**Exercise**
State the count of lines below featuring the word "unknown", and write nothing further.

━━ Source data ━━

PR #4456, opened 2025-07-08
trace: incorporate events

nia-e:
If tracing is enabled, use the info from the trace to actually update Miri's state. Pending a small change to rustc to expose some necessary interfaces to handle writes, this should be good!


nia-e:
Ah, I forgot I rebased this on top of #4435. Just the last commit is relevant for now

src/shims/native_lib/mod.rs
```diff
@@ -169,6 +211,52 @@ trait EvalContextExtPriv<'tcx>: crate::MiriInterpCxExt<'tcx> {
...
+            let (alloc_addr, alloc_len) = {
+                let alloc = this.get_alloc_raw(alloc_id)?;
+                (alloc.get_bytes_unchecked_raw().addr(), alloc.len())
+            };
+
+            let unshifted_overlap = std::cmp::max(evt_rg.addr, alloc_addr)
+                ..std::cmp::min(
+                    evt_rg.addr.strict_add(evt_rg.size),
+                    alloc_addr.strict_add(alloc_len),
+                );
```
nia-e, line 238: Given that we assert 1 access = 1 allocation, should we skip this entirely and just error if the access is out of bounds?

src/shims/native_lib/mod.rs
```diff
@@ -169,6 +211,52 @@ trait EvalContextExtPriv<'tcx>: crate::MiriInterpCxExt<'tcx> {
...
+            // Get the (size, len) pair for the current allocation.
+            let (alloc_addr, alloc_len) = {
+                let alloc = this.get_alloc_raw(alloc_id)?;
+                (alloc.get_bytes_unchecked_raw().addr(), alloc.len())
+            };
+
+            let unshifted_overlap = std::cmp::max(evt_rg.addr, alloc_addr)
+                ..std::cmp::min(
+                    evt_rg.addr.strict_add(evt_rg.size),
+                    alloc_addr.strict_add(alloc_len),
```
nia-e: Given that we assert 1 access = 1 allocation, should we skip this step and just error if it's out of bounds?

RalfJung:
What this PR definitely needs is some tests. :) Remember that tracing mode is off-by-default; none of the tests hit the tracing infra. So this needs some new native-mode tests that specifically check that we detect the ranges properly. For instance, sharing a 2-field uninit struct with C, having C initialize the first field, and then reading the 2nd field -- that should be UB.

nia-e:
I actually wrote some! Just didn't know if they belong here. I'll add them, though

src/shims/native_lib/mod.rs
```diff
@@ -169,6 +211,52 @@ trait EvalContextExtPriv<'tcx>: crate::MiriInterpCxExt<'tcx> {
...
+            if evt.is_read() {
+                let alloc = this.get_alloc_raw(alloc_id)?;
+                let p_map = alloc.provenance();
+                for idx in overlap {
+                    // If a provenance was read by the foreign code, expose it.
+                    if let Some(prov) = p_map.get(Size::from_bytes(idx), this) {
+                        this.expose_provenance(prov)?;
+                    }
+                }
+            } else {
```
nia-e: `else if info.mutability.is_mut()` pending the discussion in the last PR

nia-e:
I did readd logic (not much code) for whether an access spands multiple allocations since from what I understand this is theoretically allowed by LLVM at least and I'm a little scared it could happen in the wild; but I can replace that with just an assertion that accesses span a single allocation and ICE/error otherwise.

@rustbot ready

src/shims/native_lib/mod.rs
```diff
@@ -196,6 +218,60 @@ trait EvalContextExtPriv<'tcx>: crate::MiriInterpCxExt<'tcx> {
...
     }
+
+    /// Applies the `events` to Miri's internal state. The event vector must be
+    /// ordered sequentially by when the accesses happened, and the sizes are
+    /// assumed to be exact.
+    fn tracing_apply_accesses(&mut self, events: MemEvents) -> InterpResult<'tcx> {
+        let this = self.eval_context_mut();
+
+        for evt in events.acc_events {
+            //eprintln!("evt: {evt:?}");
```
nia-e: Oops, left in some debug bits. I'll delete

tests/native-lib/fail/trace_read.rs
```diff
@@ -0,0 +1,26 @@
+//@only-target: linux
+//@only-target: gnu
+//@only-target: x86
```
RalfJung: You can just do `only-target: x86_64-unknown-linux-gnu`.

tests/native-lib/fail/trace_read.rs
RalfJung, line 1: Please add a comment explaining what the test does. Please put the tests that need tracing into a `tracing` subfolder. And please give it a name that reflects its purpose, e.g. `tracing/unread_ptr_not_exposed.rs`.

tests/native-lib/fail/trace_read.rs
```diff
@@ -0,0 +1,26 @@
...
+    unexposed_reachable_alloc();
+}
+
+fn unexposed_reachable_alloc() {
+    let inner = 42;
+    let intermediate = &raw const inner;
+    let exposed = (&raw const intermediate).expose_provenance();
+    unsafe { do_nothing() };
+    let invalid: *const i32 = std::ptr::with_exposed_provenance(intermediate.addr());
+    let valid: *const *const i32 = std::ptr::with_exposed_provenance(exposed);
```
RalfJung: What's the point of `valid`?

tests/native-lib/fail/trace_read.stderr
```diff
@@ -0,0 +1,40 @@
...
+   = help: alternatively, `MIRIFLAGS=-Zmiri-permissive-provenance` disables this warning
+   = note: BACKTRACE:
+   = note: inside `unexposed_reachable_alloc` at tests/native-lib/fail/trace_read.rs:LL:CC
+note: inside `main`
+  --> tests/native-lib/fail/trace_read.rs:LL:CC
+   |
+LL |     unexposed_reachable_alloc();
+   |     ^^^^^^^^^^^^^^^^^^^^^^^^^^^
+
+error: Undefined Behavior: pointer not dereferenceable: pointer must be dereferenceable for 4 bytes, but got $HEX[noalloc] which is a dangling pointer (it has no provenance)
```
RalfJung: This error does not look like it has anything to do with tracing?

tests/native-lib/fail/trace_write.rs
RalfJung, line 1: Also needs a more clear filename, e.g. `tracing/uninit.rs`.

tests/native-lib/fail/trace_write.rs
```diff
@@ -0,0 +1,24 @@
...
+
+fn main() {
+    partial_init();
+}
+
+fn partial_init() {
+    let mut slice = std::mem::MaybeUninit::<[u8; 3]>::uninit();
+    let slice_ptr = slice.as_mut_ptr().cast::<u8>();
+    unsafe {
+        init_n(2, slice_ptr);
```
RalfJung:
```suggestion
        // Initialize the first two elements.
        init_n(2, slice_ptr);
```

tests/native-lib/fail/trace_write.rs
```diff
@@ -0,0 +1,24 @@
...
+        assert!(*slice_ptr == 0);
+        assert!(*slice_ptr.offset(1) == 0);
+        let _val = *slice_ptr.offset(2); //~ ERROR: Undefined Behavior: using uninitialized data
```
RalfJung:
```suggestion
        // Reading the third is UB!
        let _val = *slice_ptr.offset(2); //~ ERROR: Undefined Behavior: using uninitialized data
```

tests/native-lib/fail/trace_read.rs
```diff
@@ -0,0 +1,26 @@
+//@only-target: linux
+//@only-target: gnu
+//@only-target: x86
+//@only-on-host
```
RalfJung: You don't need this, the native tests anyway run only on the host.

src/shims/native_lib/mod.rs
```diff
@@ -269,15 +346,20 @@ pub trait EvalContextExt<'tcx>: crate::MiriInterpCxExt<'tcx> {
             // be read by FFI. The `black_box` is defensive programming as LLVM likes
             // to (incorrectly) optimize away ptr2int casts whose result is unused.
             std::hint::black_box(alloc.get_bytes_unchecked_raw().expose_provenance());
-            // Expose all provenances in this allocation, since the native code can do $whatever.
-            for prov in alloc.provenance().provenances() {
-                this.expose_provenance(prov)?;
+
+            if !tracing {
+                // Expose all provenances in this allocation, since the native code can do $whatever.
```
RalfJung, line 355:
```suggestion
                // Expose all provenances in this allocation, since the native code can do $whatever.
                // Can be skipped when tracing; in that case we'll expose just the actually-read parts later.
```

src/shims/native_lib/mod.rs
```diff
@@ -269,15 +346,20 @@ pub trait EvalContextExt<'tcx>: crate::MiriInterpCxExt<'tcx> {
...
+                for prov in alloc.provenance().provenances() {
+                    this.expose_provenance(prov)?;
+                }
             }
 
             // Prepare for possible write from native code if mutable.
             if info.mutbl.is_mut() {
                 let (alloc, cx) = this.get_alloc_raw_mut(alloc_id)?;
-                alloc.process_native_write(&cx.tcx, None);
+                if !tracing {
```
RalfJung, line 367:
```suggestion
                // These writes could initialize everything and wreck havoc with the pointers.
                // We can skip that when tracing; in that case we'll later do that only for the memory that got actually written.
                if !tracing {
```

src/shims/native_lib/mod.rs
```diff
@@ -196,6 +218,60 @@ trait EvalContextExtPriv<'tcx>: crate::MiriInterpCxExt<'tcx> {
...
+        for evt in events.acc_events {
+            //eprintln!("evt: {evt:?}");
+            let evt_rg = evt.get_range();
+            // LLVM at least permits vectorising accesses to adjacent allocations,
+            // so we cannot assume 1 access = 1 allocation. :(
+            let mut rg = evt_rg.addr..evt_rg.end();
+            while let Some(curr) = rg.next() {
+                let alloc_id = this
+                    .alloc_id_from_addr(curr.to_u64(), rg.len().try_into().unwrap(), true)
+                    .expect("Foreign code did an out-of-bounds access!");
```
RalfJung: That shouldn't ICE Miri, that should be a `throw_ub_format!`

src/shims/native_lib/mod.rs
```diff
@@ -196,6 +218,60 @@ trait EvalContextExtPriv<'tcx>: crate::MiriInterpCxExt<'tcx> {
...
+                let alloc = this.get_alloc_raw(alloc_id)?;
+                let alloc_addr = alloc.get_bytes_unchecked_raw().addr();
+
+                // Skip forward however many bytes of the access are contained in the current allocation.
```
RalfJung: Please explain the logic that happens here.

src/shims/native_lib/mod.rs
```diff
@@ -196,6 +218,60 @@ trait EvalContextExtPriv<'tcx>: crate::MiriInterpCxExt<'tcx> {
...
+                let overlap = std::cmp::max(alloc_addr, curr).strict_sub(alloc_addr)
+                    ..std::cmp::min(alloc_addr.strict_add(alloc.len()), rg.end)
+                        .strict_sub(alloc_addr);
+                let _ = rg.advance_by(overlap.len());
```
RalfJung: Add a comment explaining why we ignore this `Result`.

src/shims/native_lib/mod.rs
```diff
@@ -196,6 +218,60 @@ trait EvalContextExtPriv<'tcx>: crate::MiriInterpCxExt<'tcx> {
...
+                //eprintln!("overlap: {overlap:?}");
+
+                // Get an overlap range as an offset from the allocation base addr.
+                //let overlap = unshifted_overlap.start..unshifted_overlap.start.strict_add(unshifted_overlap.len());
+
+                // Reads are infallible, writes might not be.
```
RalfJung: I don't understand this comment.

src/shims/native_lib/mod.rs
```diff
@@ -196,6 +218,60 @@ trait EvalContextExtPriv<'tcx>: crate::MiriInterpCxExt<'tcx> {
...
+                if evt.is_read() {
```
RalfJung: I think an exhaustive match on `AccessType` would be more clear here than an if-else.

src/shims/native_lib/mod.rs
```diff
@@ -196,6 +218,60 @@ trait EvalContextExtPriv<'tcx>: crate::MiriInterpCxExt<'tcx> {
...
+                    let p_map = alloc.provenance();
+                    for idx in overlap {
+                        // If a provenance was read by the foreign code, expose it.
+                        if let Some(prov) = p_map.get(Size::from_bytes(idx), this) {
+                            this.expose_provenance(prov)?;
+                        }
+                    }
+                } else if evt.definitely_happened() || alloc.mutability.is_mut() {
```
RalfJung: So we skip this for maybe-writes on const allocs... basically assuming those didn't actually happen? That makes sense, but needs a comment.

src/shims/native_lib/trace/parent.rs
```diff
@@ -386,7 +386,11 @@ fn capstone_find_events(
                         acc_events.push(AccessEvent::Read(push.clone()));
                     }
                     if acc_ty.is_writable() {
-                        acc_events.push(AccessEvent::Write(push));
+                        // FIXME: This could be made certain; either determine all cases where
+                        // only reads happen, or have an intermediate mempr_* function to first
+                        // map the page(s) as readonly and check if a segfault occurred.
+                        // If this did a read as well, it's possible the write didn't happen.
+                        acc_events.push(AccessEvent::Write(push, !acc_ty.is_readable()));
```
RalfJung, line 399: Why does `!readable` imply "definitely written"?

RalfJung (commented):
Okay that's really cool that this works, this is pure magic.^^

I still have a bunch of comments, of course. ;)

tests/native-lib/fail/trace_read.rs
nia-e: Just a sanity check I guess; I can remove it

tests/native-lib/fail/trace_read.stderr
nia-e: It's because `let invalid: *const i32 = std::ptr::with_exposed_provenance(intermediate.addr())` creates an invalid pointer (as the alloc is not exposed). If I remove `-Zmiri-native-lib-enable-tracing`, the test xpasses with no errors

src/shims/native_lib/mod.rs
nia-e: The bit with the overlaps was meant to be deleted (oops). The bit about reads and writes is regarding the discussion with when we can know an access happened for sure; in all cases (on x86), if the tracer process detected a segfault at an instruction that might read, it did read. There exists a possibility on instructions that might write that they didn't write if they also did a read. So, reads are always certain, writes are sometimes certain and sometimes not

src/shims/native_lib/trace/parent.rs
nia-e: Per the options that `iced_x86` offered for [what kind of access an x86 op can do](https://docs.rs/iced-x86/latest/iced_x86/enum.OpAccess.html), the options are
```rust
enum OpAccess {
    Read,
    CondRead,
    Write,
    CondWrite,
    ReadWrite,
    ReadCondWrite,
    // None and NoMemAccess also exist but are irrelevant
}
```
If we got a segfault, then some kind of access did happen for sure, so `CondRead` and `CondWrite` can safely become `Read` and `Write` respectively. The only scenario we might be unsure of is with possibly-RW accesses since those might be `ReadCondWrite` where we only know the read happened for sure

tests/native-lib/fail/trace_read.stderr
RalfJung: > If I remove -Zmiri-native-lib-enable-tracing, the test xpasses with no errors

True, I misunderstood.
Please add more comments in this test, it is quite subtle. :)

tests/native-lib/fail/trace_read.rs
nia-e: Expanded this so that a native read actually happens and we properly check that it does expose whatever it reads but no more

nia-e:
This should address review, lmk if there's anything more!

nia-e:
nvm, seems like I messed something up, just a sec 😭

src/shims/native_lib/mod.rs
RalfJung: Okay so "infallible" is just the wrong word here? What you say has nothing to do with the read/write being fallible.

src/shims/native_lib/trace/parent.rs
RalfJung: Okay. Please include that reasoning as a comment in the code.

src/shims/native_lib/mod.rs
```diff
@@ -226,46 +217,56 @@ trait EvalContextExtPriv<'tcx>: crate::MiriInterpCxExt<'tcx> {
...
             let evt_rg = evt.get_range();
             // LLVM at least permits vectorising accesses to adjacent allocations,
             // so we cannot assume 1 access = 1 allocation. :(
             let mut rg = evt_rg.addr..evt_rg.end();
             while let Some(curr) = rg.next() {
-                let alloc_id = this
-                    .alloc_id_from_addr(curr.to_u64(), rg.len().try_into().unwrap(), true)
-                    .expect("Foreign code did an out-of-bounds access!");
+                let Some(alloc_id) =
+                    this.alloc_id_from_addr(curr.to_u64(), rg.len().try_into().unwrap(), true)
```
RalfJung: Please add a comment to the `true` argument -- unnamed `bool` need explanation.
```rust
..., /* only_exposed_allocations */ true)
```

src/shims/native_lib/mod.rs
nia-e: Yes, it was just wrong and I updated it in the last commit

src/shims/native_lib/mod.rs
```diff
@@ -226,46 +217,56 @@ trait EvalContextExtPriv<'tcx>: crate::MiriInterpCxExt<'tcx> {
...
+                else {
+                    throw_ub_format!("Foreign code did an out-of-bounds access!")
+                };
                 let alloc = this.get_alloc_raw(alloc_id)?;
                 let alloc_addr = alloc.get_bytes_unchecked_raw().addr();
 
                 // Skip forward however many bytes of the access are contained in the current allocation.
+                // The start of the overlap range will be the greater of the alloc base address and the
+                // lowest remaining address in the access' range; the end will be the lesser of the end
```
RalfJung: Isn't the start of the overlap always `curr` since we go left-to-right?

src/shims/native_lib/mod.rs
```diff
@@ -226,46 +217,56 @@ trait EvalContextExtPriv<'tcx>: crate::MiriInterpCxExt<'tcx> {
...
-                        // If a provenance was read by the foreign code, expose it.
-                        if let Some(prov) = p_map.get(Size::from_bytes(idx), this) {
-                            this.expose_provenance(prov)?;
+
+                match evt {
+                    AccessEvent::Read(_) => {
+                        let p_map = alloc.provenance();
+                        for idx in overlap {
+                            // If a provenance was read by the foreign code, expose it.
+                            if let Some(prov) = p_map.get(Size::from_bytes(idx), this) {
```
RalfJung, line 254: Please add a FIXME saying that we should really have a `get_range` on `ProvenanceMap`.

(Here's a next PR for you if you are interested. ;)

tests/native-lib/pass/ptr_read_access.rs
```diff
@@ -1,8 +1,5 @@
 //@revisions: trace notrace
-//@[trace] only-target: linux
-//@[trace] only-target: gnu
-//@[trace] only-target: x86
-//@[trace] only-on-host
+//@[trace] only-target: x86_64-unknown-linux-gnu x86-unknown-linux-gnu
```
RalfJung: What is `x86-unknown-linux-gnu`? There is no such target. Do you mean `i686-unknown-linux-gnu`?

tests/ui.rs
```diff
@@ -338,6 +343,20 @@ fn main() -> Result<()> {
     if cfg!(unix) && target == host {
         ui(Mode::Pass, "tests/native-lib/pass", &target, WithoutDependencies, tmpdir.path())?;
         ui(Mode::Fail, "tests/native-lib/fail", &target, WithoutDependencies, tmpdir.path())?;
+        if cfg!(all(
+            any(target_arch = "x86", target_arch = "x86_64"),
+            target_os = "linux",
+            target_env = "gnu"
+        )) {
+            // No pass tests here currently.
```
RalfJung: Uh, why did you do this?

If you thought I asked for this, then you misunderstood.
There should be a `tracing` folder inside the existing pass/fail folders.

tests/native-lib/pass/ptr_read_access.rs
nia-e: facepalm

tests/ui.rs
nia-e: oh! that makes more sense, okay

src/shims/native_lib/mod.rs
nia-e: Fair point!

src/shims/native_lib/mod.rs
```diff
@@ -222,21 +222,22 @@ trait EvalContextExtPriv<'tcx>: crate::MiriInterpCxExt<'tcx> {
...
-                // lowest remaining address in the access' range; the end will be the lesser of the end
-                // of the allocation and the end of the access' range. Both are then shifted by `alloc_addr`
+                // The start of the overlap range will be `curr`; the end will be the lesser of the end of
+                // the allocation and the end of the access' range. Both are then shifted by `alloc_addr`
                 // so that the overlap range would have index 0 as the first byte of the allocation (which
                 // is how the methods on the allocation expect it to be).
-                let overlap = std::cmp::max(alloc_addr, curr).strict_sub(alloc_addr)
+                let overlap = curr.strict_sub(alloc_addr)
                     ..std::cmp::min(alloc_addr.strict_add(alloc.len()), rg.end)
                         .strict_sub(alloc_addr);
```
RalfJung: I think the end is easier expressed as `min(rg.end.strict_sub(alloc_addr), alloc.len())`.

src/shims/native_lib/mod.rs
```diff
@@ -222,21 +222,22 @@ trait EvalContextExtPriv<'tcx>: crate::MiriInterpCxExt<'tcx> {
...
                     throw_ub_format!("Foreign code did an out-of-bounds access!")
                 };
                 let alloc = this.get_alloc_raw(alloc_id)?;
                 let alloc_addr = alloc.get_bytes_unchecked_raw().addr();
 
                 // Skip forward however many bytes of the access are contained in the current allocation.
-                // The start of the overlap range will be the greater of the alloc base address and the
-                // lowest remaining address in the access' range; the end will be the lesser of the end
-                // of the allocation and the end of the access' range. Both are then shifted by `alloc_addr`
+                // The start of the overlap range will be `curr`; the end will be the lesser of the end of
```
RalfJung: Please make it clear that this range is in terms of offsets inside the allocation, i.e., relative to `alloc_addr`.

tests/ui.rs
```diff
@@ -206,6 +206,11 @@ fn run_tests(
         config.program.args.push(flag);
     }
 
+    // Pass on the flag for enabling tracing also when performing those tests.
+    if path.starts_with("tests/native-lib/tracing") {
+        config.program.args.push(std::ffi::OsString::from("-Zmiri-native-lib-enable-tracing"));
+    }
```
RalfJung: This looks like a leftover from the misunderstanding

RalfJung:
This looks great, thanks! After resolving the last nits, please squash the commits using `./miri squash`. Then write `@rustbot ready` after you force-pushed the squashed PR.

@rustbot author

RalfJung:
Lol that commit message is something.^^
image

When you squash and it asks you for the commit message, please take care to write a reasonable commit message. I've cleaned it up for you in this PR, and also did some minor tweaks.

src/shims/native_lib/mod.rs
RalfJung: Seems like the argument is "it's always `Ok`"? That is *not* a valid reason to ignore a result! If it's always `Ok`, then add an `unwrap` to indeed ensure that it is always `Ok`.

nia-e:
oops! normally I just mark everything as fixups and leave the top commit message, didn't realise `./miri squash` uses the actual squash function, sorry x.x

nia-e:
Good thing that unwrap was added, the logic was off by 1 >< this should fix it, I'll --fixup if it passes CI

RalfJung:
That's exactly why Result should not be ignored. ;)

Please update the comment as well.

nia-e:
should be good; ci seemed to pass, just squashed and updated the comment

━━━

**Completed exercise**
3